Saved entries:

- - -

PR #1280, opened 2020-11-18
fix(ui): specify List keys

### LINKED ISSUE #1269: Add/remove items in waiting area is inconsistent
- When adding items to the waiting area, the list is updated inconsistently leading to duplicates.
- Items are being removed from the bottom, instead of the one which is being clicked on.

If the app is refreshed manually, then the list shows the correct items.

|adding|removing|
|-------|---------|
| adding | removing |

Might be due to a missing [keyed each](https://svelte.dev/docs#each).

MeBrei:
Closes #1269

### DIFF
--- a/ui/DesignSystem/Component/List.svelte
+++ b/ui/DesignSystem/Component/List.svelte
@@ -10,6 +10,7 @@
 
   export let dataCy = "";
   export let style = "";
+  export let key = "";
 </script>
 
 <style>
@@ -50,7 +51,7 @@
 <div class="list-container" {style}>
   {#if items.length > 0}
     <ul data-cy={dataCy}>
-      {#each items as item}
+      {#each items as item (key.length > 0 ? item[key] : item)}
         <li
           class:hover={styleHoverState}
           on:click={() => dispatch('select', item)}>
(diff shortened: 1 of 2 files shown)


rudolfs (approved):

ui/DesignSystem/Component/List.svelte
```diff
@@ -10,6 +10,7 @@
 
   export let dataCy = "";
   export let style = "";
+  export let key = "";
```
xla, line 13:
```suggestion
  export let key: string | null = null;
```

This should express optionality not default. The caller should be empowered to determine if the items are keyed or not.

ui/Screen/Profile/Following.svelte
```diff
@@ -76,7 +76,7 @@
             exist.
           </p>
         </div>
-        <List items={data.requests} let:item={request}>
+        <List items={data.requests} let:item={request} key="urn">
```
xla, line 79: If a key was passed the items should be keeyed, otherwise not.

xla (changes requested):
Smart little change.

xla (approved):
🍢 🚒 ⌚️ ❔

rudolfs (approved):

PR #1281, opened 2020-11-19
fix(ui): fetch list of requested projects after search

### LINKED ISSUE #1279: Following a project does not update the “Following” tab
Following a project does not always update the “following” tab on a user’s profile. The followed project should be added to the list displayed in the “following” tab after a user has clicked the “follow” button.

I believe the problem is reliably reproducible if the proxy is not connected to any peer. This can be simulated with the `--test` flag. To reproduce this issue take a look at the cypress tests for following which include a reload that forces the update which should happen automatically.

geigerzaehler:
We fetch the list of requested projects again after searching for a project. This includes the searched for project in the project list.

This includes a separate commit that simplifies the `search` code by removing the use of events.

Fixes #1279


xla (changes requested):
Do we have an understanding why we don't observe the events as intended and working before?

geigerzaehler:
> Do we have an understanding why we don't observe the events as intended and working before?

I’ve posted the result of my investigation on the issue https://github.com/radicle-dev/radicle-upstream/issues/1279#issuecomment-730328933.

To me the behavior of the proxy is correct and this is the right fix on the frontend.

rudolfs (dismissed):

xla:
> I’ve posted the result of my investigation on the issue [#1279 (comment)](https://github.com/radicle-dev/radicle-upstream/issues/1279#issuecomment-730328933).
> 
> To me the behavior of the proxy is correct and this is the right fix on the frontend.

That's a good find and definitely indicates that the original implementation was done under the happiest of conditions. The general approach to managing the lifecycle of the items in the list is through the reactivity to significant events concerning the waiting room. Therefore it is perceivable to remedy the issue by introducing a `RequestCreated` variant which will take the place of the `RequestQueried` variant, if emitting under all connectivity scenarios it should correctly address the faulty behaviour.

geigerzaehler:
I think the fix in this PR is more robust and simpler and I don’t see a clear advantage of the other approach. We’ve already seen that updates based on events are quite brittle since the relationship between the events and data on the API is quite indirect.

xla:
> I think the fix in this PR is more robust and simpler and I don’t see a clear advantage of the other approach. We’ve already seen that updates based on events are quite brittle since the relationship between the events and data on the API is quite indirect.

The change introduces a coupling of the search feature to the profile code, so it couples it more tightly. Why I think this is a bandaid than a proper fix is the fact that the profile page will only properly work if the code path in `search.ts` has been hit. What if in the future the request wasn't created through those means? What if we change the behaviour to where we navigate after a request has been issued from the search modal?

If the following tab behaves correctly independently of spooky action at a distance future extensions will be more robust. If we introduce the new event variant, it will not only make the surface of the waiting room more complete, but also enable future implementations on top of to be more correct. Positive side-effect, less coupling between components.

geigerzaehler:
I’ve updated the PR according to your suggestions @xla.

xla (approved):
♑️ 🔢 🔭 🚠

FintanH (approved):
Makes sense to me :+1:

rudolfs (approved):

PR #1287, opened 2020-11-19
chore(ui): update ui deps

rudolfs:
Follow-up of: https://github.com/radicle-dev/radicle-upstream/pull/1253.

Most notably this upgrades [Electron v10 -> v11](https://www.electronjs.org/releases/stable#release-notes-for-v1101).

Smoke tests passed on:
  - [x] macOS catalina
  - [x] Linux

Would be great if we could test this on:
   - [ ] macOS Big Sur on Apple silicon
   - [x] macOS Big Sur on Intel hardware

**Note to self**: remind everyone to run `yarn cache clean && rm -rf node_modules && yarn` due to `twemoji` fixup.


geigerzaehler (commented):
Could you also run `yarn upgrade` to upgrade the transitive dependencies?

rudolfs:
> Could you also run yarn upgrade to upgrade the transitive dependencies?

Good call! I didn't realise that `yarn upgrade-interactive --latest` doesn't do that automatically. TIL.

geigerzaehler (approved):

geigerzaehler (approved):
I’ve played around with the app and did not find any issues

xla (approved):
🚣 🦀 🔴 🍊

MeBrei (approved):

rudolfs:
Moved this to Draft, so it doesn't get merged accidentally before we test it on macOS Big Sur on Apple silicon.

xla:
> macOS Big Sur on Apple silicon

The target audience being affected by this will unlikely be significant, esp. for the first beta. Instead we might be better served extracting this as a follow-up for ß2 and bring this PR to completion.

rudolfs:
> Will we have a device to do this any time soon?

In the process of ordering one now.

> The target audience being affected by this will unlikely be significant, esp. for the first beta. Instead we might be better served extracting this as a follow-up for ß2 and bring this PR to completion.

I guess this is low prio and can be pushed to ß2.
If the laptop arrives before the ß1 release we might be able to test it though.

xla:
> If the laptop arrives before the ß1 release we might be able to test it though.

As we want to cut the release today/tomorrow let's not depend on that event.

PR #1288, opened 2020-11-19
refactor(proxy): simplify `CreateRequest` control input

geigerzaehler:
This is something I discovered while investigating #1279.

`input::Control::CreateRequest` now always holds a response sender instead of it being optional. The `None` case was only used in the tests and the variant is now aligned with the other `input::Control` variants.

This also allows us to simplify the tests. We remove any assertions on the command output being empty,


xla (approved):
🔔 🐘 🔃 ☝️

rudolfs (approved):

PR #2265, opened 2021-08-23
refactor: introduce <strong> typo modifier

rudolfs:
Required for https://github.com/radicle-dev/radicle-upstream/pull/2191.

### DIFF
--- a/public/typography.css
+++ b/public/typography.css
@@ -123,6 +123,7 @@ p,
   font-weight: 600;
 }
 
+strong,
 .typo-bold {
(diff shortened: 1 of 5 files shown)


public/typography.css
```diff
@@ -123,6 +123,7 @@ p,
   font-weight: 600;
 }
 
+strong,
```
geigerzaehler, line 126: I don’t think it’s a good idea to add styles to elements. You often end up overwriting the rules when you want to use `<strong>` with different style. Instead we should just add the `typo-bold` class to the element.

- - -

■ **What the task asks**
All entries should be restated word for word.

■ **Output for this exercise**
PR #1280, opened 2020-11-18
fix(ui): specify List keys

### LINKED ISSUE #1269: Add/remove items in waiting area is inconsistent
- When adding items to the waiting area, the list is updated inconsistently leading to duplicates.
- Items are being removed from the bottom, instead of the one which is being clicked on.

If the app is refreshed manually, then the list shows the correct items.

|adding|removing|
|-------|---------|
| adding | removing |

Might be due to a missing [keyed each](https://svelte.dev/docs#each).

MeBrei:
Closes #1269

### DIFF
--- a/ui/DesignSystem/Component/List.svelte
+++ b/ui/DesignSystem/Component/List.svelte
@@ -10,6 +10,7 @@
 
   export let dataCy = "";
   export let style = "";
+  export let key = "";
 </script>
 
 <style>
@@ -50,7 +51,7 @@
 <div class="list-container" {style}>
   {#if items.length > 0}
     <ul data-cy={dataCy}>
-      {#each items as item}
+      {#each items as item (key.length > 0 ? item[key] : item)}
         <li
           class:hover={styleHoverState}
           on:click={() => dispatch('select', item)}>
(diff shortened: 1 of 2 files shown)


rudolfs (approved):

ui/DesignSystem/Component/List.svelte
```diff
@@ -10,6 +10,7 @@
 
   export let dataCy = "";
   export let style = "";
+  export let key = "";
```
xla, line 13:
```suggestion
  export let key: string | null = null;
```

This should express optionality not default. The caller should be empowered to determine if the items are keyed or not.

ui/Screen/Profile/Following.svelte
```diff
@@ -76,7 +76,7 @@
             exist.
           </p>
         </div>
-        <List items={data.requests} let:item={request}>
+        <List items={data.requests} let:item={request} key="urn">
```
xla, line 79: If a key was passed the items should be keeyed, otherwise not.

xla (changes requested):
Smart little change.

xla (approved):
🍢 🚒 ⌚️ ❔

rudolfs (approved):

PR #1281, opened 2020-11-19
fix(ui): fetch list of requested projects after search

### LINKED ISSUE #1279: Following a project does not update the “Following” tab
Following a project does not always update the “following” tab on a user’s profile. The followed project should be added to the list displayed in the “following” tab after a user has clicked the “follow” button.

I believe the problem is reliably reproducible if the proxy is not connected to any peer. This can be simulated with the `--test` flag. To reproduce this issue take a look at the cypress tests for following which include a reload that forces the update which should happen automatically.

geigerzaehler:
We fetch the list of requested projects again after searching for a project. This includes the searched for project in the project list.

This includes a separate commit that simplifies the `search` code by removing the use of events.

Fixes #1279


xla (changes requested):
Do we have an understanding why we don't observe the events as intended and working before?

geigerzaehler:
> Do we have an understanding why we don't observe the events as intended and working before?

I’ve posted the result of my investigation on the issue https://github.com/radicle-dev/radicle-upstream/issues/1279#issuecomment-730328933.

To me the behavior of the proxy is correct and this is the right fix on the frontend.

rudolfs (dismissed):

xla:
> I’ve posted the result of my investigation on the issue [#1279 (comment)](https://github.com/radicle-dev/radicle-upstream/issues/1279#issuecomment-730328933).
> 
> To me the behavior of the proxy is correct and this is the right fix on the frontend.

That's a good find and definitely indicates that the original implementation was done under the happiest of conditions. The general approach to managing the lifecycle of the items in the list is through the reactivity to significant events concerning the waiting room. Therefore it is perceivable to remedy the issue by introducing a `RequestCreated` variant which will take the place of the `RequestQueried` variant, if emitting under all connectivity scenarios it should correctly address the faulty behaviour.

geigerzaehler:
I think the fix in this PR is more robust and simpler and I don’t see a clear advantage of the other approach. We’ve already seen that updates based on events are quite brittle since the relationship between the events and data on the API is quite indirect.

xla:
> I think the fix in this PR is more robust and simpler and I don’t see a clear advantage of the other approach. We’ve already seen that updates based on events are quite brittle since the relationship between the events and data on the API is quite indirect.

The change introduces a coupling of the search feature to the profile code, so it couples it more tightly. Why I think this is a bandaid than a proper fix is the fact that the profile page will only properly work if the code path in `search.ts` has been hit. What if in the future the request wasn't created through those means? What if we change the behaviour to where we navigate after a request has been issued from the search modal?

If the following tab behaves correctly independently of spooky action at a distance future extensions will be more robust. If we introduce the new event variant, it will not only make the surface of the waiting room more complete, but also enable future implementations on top of to be more correct. Positive side-effect, less coupling between components.

geigerzaehler:
I’ve updated the PR according to your suggestions @xla.

xla (approved):
♑️ 🔢 🔭 🚠

FintanH (approved):
Makes sense to me :+1:

rudolfs (approved):

PR #1287, opened 2020-11-19
chore(ui): update ui deps

rudolfs:
Follow-up of: https://github.com/radicle-dev/radicle-upstream/pull/1253.

Most notably this upgrades [Electron v10 -> v11](https://www.electronjs.org/releases/stable#release-notes-for-v1101).

Smoke tests passed on:
  - [x] macOS catalina
  - [x] Linux

Would be great if we could test this on:
   - [ ] macOS Big Sur on Apple silicon
   - [x] macOS Big Sur on Intel hardware

**Note to self**: remind everyone to run `yarn cache clean && rm -rf node_modules && yarn` due to `twemoji` fixup.


geigerzaehler (commented):
Could you also run `yarn upgrade` to upgrade the transitive dependencies?

rudolfs:
> Could you also run yarn upgrade to upgrade the transitive dependencies?

Good call! I didn't realise that `yarn upgrade-interactive --latest` doesn't do that automatically. TIL.

geigerzaehler (approved):

geigerzaehler (approved):
I’ve played around with the app and did not find any issues

xla (approved):
🚣 🦀 🔴 🍊

MeBrei (approved):

rudolfs:
Moved this to Draft, so it doesn't get merged accidentally before we test it on macOS Big Sur on Apple silicon.

xla:
> macOS Big Sur on Apple silicon

The target audience being affected by this will unlikely be significant, esp. for the first beta. Instead we might be better served extracting this as a follow-up for ß2 and bring this PR to completion.

rudolfs:
> Will we have a device to do this any time soon?

In the process of ordering one now.

> The target audience being affected by this will unlikely be significant, esp. for the first beta. Instead we might be better served extracting this as a follow-up for ß2 and bring this PR to completion.

I guess this is low prio and can be pushed to ß2.
If the laptop arrives before the ß1 release we might be able to test it though.

xla:
> If the laptop arrives before the ß1 release we might be able to test it though.

As we want to cut the release today/tomorrow let's not depend on that event.

PR #1288, opened 2020-11-19
refactor(proxy): simplify `CreateRequest` control input

geigerzaehler:
This is something I discovered while investigating #1279.

`input::Control::CreateRequest` now always holds a response sender instead of it being optional. The `None` case was only used in the tests and the variant is now aligned with the other `input::Control` variants.

This also allows us to simplify the tests. We remove any assertions on the command output being empty,


xla (approved):
🔔 🐘 🔃 ☝️

rudolfs (approved):

PR #2265, opened 2021-08-23
refactor: introduce <strong> typo modifier

rudolfs:
Required for https://github.com/radicle-dev/radicle-upstream/pull/2191.

### DIFF
--- a/public/typography.css
+++ b/public/typography.css
@@ -123,6 +123,7 @@ p,
   font-weight: 600;
 }
 
+strong,
 .typo-bold {
(diff shortened: 1 of 5 files shown)


public/typography.css
```diff
@@ -123,6 +123,7 @@ p,
   font-weight: 600;
 }
 
+strong,
```
geigerzaehler, line 126: I don’t think it’s a good idea to add styles to elements. You often end up overwriting the rules when you want to use `<strong>` with different style. Instead we should just add the `typo-bold` class to the element.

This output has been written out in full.